> _DATASET EXTRACT_:
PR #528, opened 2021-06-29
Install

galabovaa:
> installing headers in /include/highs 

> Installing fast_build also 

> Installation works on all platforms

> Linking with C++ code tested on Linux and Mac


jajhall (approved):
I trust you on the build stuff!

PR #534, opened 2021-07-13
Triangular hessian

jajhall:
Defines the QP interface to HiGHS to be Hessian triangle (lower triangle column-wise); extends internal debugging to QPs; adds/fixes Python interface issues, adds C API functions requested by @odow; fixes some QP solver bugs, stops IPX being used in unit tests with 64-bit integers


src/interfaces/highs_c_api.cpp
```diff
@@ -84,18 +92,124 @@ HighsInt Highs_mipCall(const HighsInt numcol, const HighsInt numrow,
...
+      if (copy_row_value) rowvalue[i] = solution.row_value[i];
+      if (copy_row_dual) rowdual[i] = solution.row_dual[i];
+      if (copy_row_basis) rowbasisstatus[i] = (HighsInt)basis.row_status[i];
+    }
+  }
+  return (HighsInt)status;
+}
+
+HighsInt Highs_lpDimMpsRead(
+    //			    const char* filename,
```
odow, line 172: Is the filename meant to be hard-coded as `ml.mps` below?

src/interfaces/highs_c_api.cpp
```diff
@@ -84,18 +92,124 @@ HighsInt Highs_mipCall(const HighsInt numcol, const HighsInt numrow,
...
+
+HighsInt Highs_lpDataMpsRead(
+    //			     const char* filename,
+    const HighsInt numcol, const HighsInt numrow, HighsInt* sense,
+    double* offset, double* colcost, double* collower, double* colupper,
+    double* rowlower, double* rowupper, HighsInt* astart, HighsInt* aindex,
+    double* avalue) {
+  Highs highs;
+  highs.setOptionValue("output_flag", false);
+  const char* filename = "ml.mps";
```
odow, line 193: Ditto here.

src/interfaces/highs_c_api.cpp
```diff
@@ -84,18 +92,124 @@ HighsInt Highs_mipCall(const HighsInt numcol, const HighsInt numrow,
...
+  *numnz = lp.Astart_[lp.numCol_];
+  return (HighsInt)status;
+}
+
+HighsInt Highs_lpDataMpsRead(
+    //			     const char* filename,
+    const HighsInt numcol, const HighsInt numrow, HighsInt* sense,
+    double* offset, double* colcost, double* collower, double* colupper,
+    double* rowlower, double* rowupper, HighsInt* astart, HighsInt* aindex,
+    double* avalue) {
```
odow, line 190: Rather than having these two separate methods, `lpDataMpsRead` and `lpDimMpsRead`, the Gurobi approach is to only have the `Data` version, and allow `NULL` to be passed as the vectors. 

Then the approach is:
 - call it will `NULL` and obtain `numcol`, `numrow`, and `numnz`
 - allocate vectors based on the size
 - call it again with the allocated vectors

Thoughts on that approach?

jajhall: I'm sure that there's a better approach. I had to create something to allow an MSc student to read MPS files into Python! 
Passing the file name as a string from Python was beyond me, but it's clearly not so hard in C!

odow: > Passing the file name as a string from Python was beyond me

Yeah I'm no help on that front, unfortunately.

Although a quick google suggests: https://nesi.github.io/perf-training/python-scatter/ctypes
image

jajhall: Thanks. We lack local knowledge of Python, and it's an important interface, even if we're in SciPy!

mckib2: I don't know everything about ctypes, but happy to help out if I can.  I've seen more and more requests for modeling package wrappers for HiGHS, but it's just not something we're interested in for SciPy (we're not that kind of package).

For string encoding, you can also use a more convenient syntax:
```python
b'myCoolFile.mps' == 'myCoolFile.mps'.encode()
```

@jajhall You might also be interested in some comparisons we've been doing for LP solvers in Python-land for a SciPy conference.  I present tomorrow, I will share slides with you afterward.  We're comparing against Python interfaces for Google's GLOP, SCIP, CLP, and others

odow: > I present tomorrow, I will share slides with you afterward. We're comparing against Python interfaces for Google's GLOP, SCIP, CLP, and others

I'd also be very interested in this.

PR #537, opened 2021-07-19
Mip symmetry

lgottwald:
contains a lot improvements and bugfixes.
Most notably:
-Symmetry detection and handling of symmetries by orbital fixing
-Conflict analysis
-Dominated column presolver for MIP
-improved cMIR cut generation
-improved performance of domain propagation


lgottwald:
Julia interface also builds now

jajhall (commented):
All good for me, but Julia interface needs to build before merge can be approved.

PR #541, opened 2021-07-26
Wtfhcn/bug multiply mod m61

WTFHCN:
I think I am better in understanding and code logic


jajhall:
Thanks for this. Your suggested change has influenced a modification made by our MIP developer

...

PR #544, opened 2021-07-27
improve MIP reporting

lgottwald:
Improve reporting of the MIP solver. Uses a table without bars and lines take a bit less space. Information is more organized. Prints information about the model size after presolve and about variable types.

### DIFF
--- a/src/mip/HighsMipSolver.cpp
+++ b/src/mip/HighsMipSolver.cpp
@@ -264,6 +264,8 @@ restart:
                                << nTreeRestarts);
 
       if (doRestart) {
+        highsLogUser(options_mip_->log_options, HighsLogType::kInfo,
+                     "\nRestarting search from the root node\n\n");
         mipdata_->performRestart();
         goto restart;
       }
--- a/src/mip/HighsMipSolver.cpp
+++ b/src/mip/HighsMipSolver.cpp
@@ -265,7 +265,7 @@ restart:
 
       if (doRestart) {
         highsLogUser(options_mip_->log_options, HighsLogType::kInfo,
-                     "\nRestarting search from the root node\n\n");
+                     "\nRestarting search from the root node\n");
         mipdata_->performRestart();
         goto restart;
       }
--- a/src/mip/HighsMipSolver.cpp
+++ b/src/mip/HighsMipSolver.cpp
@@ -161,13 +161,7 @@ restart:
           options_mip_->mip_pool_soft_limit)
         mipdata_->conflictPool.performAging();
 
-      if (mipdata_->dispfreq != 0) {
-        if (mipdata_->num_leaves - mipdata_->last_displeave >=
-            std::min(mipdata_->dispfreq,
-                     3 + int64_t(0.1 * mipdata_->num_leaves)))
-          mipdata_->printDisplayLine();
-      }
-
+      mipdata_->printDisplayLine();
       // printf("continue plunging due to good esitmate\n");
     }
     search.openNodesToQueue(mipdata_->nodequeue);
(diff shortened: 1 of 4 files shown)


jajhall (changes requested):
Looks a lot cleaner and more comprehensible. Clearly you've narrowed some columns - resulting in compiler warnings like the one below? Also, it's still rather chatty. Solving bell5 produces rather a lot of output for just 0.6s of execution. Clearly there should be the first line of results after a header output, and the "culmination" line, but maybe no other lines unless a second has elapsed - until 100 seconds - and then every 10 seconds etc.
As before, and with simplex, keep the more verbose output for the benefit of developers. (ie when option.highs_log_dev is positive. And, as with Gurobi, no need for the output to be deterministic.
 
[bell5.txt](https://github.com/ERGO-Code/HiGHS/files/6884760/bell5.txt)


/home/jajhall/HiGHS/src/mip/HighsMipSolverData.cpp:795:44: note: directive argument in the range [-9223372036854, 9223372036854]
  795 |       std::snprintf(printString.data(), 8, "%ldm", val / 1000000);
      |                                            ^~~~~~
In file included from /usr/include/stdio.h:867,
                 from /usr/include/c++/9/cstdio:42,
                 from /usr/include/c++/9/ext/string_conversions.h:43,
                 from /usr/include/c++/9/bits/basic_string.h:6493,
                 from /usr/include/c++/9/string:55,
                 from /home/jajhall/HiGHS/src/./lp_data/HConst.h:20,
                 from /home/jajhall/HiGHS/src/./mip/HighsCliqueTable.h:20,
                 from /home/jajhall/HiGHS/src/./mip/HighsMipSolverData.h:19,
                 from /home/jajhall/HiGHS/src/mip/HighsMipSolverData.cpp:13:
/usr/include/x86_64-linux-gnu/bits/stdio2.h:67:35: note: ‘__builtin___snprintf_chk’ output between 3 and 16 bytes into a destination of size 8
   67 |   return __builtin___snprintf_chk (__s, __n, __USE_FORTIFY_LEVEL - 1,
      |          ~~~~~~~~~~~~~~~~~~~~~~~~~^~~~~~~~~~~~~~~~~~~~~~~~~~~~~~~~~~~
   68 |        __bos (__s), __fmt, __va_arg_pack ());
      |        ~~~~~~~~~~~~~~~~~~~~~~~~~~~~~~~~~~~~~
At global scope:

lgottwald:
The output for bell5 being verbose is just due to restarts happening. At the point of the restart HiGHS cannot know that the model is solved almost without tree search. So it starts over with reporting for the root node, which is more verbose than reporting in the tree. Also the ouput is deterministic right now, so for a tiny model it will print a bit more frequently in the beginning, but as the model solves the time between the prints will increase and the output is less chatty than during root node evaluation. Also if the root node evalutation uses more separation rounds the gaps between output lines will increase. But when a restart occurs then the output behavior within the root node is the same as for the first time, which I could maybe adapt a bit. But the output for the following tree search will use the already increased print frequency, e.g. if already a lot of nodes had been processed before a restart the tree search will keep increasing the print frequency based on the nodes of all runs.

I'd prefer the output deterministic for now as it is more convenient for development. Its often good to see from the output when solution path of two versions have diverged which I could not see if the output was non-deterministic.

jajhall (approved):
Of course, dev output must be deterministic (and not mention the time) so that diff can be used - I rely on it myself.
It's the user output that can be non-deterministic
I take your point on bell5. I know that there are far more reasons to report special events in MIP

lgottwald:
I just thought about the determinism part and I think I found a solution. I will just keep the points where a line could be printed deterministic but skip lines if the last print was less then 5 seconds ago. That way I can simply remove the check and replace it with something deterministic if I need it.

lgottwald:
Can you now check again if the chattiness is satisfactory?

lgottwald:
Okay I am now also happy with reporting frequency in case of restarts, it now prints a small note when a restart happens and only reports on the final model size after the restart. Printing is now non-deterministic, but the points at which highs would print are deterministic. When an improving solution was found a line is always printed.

> _TASK REQUIREMENTS_:
A single number is the answer here: the count of lines in the listing that hold the string "being".

> _OUTPUT FOR THIS TASK_:
2